• **Work task**
Starting at the line that contains "PR #1442, opened 2018-05-07" and ending at the line that contains "henning-gerhardt: Please change", the lines below are to be given again exactly, with nothing added.

(Records from a data source)
╔══
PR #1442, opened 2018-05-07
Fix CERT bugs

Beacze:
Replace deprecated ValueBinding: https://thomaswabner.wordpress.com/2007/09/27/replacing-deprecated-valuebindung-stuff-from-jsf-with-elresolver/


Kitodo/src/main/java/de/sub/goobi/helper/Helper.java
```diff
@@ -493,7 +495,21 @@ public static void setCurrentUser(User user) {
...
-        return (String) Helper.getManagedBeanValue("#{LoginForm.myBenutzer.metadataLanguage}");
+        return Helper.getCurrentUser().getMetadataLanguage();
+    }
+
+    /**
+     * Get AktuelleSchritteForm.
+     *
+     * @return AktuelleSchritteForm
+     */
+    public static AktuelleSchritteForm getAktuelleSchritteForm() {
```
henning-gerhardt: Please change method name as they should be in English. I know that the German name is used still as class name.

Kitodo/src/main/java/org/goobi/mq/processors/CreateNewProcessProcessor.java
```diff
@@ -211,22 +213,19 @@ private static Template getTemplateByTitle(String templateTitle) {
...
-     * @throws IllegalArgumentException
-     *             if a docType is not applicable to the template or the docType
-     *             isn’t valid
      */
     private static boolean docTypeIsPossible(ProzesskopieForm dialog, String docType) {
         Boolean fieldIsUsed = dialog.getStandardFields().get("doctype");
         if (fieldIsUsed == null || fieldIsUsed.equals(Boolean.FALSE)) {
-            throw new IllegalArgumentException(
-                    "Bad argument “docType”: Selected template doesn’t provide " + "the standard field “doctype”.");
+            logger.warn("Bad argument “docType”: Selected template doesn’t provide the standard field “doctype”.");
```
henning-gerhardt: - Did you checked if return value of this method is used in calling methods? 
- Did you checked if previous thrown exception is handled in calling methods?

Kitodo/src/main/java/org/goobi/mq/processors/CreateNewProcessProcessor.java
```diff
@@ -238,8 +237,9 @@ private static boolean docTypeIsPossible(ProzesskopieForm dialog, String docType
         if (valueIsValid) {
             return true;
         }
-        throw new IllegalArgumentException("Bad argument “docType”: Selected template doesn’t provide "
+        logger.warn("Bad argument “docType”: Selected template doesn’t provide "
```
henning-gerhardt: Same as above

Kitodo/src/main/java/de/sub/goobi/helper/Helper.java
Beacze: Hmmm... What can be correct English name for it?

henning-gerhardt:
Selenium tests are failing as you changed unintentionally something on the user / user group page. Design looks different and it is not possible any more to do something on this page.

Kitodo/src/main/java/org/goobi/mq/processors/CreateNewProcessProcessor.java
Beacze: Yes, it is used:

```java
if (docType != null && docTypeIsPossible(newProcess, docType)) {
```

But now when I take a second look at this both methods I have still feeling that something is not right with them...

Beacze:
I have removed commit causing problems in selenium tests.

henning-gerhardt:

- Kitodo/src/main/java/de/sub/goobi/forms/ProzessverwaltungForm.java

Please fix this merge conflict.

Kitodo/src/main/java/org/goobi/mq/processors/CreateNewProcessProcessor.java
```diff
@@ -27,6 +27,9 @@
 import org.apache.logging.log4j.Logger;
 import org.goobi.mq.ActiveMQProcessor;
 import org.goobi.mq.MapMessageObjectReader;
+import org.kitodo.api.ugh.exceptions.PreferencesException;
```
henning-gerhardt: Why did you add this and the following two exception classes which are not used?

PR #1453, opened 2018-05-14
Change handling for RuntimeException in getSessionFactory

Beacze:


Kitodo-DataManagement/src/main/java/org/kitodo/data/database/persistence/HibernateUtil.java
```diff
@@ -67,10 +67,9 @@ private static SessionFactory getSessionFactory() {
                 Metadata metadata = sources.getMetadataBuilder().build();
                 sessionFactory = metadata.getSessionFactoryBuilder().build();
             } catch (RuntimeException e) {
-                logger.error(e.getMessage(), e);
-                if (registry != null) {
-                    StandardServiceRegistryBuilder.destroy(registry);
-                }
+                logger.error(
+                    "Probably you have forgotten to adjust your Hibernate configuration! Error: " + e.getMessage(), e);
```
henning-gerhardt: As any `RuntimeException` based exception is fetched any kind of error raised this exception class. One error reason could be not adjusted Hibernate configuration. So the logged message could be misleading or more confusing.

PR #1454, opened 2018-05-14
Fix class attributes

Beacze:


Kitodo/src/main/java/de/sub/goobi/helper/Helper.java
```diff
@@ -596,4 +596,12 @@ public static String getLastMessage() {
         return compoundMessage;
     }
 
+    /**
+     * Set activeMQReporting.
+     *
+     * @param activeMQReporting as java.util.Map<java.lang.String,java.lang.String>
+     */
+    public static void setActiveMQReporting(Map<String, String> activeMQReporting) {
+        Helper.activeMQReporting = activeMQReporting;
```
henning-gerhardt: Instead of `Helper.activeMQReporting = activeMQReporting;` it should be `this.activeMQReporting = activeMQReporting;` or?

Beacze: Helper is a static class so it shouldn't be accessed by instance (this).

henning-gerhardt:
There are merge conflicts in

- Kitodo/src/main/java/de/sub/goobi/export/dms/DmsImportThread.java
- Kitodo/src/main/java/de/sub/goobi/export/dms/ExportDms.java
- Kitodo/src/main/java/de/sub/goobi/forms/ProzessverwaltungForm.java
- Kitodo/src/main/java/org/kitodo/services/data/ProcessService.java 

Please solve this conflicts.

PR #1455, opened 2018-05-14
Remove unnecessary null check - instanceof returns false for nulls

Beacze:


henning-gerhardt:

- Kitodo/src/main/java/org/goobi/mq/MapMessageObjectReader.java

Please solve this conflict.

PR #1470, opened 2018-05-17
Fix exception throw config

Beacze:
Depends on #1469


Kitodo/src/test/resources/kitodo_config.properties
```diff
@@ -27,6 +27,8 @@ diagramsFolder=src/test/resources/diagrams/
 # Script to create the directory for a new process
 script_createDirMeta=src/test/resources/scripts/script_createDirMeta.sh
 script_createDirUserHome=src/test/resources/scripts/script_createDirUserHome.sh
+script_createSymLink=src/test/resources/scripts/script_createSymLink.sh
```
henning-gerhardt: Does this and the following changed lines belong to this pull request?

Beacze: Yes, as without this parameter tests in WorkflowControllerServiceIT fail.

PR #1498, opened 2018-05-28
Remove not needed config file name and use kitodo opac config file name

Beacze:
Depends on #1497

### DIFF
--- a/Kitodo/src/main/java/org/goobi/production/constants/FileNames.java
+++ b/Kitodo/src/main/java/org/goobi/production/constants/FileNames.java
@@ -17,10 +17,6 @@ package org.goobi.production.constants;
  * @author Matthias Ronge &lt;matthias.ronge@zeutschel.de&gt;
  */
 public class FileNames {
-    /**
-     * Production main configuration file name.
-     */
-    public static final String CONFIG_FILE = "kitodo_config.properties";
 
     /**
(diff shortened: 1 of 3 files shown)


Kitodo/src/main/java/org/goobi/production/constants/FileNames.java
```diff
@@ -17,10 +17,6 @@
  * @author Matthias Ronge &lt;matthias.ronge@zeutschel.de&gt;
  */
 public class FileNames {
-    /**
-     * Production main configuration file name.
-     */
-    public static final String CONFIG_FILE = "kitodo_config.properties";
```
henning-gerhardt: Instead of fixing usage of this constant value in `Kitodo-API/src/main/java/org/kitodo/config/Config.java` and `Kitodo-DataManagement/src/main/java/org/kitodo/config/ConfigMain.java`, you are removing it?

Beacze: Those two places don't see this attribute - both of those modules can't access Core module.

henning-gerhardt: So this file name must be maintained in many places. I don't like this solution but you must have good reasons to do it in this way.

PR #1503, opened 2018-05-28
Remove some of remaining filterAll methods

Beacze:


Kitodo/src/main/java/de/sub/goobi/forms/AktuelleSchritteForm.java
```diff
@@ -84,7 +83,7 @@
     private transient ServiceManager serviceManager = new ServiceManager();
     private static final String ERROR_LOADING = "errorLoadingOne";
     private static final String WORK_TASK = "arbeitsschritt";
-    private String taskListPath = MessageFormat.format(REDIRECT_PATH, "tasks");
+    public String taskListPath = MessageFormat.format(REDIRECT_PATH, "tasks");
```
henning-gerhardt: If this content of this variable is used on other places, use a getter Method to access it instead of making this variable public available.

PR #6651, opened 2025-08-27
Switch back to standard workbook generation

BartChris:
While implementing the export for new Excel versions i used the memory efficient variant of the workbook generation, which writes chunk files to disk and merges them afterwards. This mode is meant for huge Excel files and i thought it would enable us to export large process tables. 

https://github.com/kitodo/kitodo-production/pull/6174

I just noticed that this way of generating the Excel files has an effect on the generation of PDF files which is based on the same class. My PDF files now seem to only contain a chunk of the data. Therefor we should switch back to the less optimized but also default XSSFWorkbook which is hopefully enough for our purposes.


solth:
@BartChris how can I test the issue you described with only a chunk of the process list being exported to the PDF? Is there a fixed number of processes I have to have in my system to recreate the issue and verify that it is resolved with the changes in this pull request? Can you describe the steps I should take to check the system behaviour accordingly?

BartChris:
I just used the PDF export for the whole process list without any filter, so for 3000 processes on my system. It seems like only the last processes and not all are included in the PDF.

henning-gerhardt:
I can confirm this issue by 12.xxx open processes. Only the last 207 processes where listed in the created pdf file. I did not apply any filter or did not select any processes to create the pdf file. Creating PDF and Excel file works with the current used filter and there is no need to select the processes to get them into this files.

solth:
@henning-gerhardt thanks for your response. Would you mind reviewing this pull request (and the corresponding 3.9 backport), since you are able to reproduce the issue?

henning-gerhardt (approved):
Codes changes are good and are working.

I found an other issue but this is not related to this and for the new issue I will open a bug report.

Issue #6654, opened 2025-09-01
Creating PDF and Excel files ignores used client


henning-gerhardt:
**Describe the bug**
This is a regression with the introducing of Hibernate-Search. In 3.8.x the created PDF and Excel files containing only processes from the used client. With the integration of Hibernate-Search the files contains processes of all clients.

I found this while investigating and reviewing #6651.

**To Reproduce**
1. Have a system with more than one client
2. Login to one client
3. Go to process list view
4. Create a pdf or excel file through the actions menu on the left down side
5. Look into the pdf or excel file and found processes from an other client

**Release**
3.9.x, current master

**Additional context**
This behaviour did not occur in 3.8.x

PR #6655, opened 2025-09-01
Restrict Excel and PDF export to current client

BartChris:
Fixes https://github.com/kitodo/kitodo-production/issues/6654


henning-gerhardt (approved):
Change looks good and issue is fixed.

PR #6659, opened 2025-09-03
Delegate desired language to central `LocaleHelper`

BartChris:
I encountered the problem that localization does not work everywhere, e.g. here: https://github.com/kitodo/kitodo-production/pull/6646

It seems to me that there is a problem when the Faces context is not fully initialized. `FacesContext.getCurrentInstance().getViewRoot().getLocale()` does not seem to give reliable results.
╚══
╔══
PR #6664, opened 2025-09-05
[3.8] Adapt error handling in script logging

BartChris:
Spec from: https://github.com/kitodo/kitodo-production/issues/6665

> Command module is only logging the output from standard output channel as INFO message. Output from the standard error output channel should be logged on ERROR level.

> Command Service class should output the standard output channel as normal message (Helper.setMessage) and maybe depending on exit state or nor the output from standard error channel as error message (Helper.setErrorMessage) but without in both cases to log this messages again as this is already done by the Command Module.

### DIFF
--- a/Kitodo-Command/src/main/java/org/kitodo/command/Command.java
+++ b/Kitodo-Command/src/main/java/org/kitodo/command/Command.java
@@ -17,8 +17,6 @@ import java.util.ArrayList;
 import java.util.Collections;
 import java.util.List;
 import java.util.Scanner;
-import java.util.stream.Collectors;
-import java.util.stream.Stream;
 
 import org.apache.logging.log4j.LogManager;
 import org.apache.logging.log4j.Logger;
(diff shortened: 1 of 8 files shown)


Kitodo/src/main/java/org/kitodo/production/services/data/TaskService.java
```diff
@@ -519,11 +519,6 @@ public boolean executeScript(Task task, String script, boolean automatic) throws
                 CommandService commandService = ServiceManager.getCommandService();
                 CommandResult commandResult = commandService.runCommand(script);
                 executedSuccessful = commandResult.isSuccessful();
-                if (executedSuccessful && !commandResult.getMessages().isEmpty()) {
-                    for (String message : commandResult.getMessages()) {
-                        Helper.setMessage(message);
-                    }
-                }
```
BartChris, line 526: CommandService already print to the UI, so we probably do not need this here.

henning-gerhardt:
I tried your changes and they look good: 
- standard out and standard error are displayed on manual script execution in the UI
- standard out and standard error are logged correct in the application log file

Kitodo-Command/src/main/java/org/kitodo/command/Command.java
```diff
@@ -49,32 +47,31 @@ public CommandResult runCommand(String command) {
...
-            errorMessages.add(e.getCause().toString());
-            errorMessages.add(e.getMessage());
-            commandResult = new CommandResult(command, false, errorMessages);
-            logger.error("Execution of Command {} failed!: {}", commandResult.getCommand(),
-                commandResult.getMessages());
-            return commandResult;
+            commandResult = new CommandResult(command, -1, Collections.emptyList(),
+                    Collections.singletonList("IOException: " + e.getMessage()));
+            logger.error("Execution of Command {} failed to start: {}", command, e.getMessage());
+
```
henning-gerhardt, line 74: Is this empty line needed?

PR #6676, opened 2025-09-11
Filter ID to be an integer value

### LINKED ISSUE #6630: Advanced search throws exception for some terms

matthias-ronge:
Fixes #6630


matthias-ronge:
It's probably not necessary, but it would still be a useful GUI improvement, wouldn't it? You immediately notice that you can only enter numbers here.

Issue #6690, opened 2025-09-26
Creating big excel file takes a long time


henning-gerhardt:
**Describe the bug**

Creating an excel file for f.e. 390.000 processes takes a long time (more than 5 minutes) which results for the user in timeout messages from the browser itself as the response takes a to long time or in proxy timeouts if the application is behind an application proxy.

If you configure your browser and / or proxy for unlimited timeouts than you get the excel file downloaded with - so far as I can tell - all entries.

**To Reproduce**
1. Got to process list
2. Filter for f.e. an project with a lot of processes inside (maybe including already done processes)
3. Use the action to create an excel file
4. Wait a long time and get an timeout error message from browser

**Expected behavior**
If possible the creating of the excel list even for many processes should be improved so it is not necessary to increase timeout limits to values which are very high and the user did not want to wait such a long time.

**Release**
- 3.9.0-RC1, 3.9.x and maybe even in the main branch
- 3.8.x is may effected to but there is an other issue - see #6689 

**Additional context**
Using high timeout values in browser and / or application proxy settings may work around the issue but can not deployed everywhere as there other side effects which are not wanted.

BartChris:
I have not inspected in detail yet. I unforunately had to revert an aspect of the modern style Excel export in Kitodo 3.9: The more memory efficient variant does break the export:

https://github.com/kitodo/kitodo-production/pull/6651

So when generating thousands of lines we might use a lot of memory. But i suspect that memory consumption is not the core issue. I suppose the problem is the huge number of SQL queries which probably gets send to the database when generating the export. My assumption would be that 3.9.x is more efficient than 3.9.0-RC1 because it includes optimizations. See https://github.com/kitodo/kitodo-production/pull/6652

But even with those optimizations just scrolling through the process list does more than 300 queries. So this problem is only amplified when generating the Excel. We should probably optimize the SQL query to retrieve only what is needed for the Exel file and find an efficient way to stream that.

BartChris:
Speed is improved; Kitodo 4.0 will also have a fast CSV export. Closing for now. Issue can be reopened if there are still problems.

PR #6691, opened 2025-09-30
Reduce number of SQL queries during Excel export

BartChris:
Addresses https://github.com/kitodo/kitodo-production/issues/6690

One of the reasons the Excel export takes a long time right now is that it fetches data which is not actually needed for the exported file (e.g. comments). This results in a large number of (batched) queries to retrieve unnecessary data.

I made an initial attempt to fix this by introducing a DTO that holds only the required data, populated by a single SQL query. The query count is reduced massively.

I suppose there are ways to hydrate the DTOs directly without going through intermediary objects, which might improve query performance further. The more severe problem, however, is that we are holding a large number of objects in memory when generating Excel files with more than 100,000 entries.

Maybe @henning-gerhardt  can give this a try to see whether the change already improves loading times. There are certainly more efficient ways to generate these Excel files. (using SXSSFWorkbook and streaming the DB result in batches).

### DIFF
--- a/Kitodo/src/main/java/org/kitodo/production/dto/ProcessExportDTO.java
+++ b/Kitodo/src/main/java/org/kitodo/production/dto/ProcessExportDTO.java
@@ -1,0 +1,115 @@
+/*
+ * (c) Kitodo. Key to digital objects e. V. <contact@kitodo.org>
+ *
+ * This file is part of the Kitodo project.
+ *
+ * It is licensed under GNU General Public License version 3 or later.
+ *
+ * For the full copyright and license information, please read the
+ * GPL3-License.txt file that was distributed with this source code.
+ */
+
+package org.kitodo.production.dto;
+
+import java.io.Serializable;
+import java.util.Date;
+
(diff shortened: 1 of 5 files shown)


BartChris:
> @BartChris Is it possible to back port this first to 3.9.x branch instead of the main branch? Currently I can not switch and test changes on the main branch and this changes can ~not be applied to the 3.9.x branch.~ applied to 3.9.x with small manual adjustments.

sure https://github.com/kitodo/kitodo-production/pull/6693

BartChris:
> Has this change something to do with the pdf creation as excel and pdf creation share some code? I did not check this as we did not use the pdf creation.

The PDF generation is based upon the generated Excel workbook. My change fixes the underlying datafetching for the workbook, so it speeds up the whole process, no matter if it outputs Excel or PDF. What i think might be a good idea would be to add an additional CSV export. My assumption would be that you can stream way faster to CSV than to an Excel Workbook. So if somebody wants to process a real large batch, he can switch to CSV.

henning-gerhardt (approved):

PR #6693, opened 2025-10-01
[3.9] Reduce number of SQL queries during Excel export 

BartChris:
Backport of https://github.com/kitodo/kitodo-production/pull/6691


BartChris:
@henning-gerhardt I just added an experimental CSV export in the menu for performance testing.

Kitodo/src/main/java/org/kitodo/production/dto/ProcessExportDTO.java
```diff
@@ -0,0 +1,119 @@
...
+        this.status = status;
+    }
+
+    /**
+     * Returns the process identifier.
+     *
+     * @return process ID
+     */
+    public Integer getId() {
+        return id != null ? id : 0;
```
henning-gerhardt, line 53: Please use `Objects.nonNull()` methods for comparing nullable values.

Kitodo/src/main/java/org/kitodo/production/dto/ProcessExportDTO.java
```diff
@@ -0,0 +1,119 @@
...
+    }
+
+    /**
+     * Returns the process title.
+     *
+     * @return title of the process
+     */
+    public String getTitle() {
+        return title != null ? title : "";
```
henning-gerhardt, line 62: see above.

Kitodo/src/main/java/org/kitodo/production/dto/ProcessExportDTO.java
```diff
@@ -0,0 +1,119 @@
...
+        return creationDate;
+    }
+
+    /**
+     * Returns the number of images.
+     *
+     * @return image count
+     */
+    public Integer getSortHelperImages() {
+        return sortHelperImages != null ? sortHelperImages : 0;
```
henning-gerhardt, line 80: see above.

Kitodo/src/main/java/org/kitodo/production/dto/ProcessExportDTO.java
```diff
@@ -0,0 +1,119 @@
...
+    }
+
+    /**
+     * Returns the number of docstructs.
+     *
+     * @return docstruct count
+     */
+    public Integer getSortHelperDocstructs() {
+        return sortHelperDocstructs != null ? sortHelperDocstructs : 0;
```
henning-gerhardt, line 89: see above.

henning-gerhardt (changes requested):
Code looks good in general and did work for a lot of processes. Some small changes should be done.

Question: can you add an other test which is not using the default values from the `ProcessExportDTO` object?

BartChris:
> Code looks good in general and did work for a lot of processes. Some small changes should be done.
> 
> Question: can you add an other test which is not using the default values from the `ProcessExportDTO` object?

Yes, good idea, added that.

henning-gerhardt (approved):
╚══
• **Task solution**
PR #1442, opened 2018-05-07
Fix CERT bugs

Beacze:
Replace deprecated ValueBinding: https://thomaswabner.wordpress.com/2007/09/27/replacing-deprecated-valuebindung-stuff-from-jsf-with-elresolver/


Kitodo/src/main/java/de/sub/goobi/helper/Helper.java
```diff
@@ -493,7 +495,21 @@ public static void setCurrentUser(User user) {
...
-        return (String) Helper.getManagedBeanValue("#{LoginForm.myBenutzer.metadataLanguage}");
+        return Helper.getCurrentUser().getMetadataLanguage();
+    }
+
+    /**
+     * Get AktuelleSchritteForm.
+     *
+     * @return AktuelleSchritteForm
+     */
+    public static AktuelleSchritteForm getAktuelleSchritteForm() {
```
henning-gerhardt: Please change method name as they should be in English. I know that the German name is used still as class name.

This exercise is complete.